**Instructions to follow:**
If a line in the entries below includes the string "Stack", copy it out.

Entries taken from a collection
########
Issue #2682, opened 2023-08-08
RDS Instance replacement when upgrading to 6.0


mikhailshilkov:
### What happened?

Upgrading from 5.x to 6.0 causes a replacement in `aws.rds.Instance`.

```
     Type                 Name        Plan        Info
     pulumi:pulumi:Stack  aws-ts-dev              
 +-  └─ aws:rds:Instance  postgresdb  replace     [diff: ~name]

Resources:
    +-1 to replace
    2 unchanged

Do you want to perform this update? details
  pulumi:pulumi:Stack: (same)
    [urn=urn:pulumi:dev::aws-ts::pulumi:pulumi:Stack::aws-ts-dev]
    ++aws:rds/instance:Instance: (create-replacement)
        [id=postgresdbd65b294]
        [urn=urn:pulumi:dev::aws-ts::aws:rds/instance:Instance::postgresdb]
        [provider: urn:pulumi:dev::aws-ts::pulumi:providers:aws::default_5_41_0::5199a248-3c92-4b11-ae4e-dbf860fd2c76 => urn:pulumi:dev::aws-ts::pulumi:providers:aws::default_6_0_0::output<string>]
      ~ name: "airflow" => "airflow"
    +-aws:rds/instance:Instance: (replace)
        [id=postgresdbd65b294]
        [urn=urn:pulumi:dev::aws-ts::aws:rds/instance:Instance::postgresdb]
        [provider: urn:pulumi:dev::aws-ts::pulumi:providers:aws::default_5_41_0::5199a248-3c92-4b11-ae4e-dbf860fd2c76 => urn:pulumi:dev::aws-ts::pulumi:providers:aws::default_6_0_0::output<string>]
      ~ name: "airflow" => "airflow"
    --aws:rds/instance:Instance: (delete-replaced)
        [id=postgresdbd65b294]
        [urn=urn:pulumi:dev::aws-ts::aws:rds/instance:Instance::postgresdb]
        [provider=urn:pulumi:dev::aws-ts::pulumi:providers:aws::default_5_41_0::5199a248-3c92-4b11-ae4e-dbf860fd2c76]
```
########
**The completed task:**
     pulumi:pulumi:Stack  aws-ts-dev              
  pulumi:pulumi:Stack: (same)
    [urn=urn:pulumi:dev::aws-ts::pulumi:pulumi:Stack::aws-ts-dev]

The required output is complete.